» Directions
Search for the word "tempfile" in the entries. Each line that holds it should be copied.

» Dataset
==============================

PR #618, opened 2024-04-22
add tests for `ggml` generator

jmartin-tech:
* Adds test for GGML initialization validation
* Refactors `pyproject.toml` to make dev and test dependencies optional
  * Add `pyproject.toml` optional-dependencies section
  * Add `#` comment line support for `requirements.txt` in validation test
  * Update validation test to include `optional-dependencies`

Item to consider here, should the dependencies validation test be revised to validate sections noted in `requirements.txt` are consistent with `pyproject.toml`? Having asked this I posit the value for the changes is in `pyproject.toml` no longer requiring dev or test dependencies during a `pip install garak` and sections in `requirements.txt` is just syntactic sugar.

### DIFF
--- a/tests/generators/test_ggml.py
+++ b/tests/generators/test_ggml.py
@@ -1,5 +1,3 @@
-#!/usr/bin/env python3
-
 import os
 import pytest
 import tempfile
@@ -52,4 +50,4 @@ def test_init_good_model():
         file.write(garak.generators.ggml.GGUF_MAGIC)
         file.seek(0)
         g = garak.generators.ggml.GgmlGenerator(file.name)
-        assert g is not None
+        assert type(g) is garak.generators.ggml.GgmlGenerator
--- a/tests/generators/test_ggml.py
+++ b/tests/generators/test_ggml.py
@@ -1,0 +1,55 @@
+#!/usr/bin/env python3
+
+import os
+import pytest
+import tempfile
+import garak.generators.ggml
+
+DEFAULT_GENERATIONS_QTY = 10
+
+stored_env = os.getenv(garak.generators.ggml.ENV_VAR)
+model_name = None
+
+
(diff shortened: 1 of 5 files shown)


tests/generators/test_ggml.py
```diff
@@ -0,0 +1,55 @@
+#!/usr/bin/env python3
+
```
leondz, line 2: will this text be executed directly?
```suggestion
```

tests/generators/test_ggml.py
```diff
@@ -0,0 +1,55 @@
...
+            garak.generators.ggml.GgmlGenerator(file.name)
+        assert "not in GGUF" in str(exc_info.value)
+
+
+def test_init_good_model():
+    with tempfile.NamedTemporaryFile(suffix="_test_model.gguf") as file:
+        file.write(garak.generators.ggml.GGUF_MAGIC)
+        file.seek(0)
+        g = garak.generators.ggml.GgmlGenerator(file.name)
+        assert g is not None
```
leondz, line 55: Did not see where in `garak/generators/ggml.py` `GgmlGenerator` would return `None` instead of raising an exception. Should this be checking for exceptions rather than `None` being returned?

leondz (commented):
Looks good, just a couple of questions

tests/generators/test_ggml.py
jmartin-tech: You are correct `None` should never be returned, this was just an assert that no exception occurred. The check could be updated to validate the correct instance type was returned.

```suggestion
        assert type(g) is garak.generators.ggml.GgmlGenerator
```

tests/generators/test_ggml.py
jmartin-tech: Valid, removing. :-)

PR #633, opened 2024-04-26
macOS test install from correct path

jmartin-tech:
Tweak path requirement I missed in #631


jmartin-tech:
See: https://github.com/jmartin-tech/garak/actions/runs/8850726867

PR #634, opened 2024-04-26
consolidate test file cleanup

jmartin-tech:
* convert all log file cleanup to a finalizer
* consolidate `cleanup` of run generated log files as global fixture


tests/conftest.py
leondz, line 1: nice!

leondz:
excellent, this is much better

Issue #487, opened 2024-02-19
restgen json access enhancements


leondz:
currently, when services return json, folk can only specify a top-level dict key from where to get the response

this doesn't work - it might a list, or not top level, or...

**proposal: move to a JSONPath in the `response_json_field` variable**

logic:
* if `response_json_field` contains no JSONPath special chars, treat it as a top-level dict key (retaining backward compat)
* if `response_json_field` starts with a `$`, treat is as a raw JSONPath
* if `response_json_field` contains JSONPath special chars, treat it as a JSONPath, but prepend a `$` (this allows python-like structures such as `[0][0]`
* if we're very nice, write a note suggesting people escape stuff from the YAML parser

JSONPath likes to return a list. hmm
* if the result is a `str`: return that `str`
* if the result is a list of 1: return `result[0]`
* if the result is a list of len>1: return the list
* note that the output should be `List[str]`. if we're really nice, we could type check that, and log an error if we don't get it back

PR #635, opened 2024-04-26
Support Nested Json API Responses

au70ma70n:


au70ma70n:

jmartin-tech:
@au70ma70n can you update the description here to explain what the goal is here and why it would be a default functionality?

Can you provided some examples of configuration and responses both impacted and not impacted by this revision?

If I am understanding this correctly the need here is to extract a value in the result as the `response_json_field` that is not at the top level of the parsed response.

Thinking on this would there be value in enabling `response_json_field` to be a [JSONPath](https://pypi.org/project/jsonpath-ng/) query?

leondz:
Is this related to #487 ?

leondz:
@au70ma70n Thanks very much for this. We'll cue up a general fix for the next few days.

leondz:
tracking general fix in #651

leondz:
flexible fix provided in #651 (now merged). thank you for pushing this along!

==============================

» Output for this exercise
 import tempfile
+import tempfile
+    with tempfile.NamedTemporaryFile(suffix="_test_model.gguf") as file:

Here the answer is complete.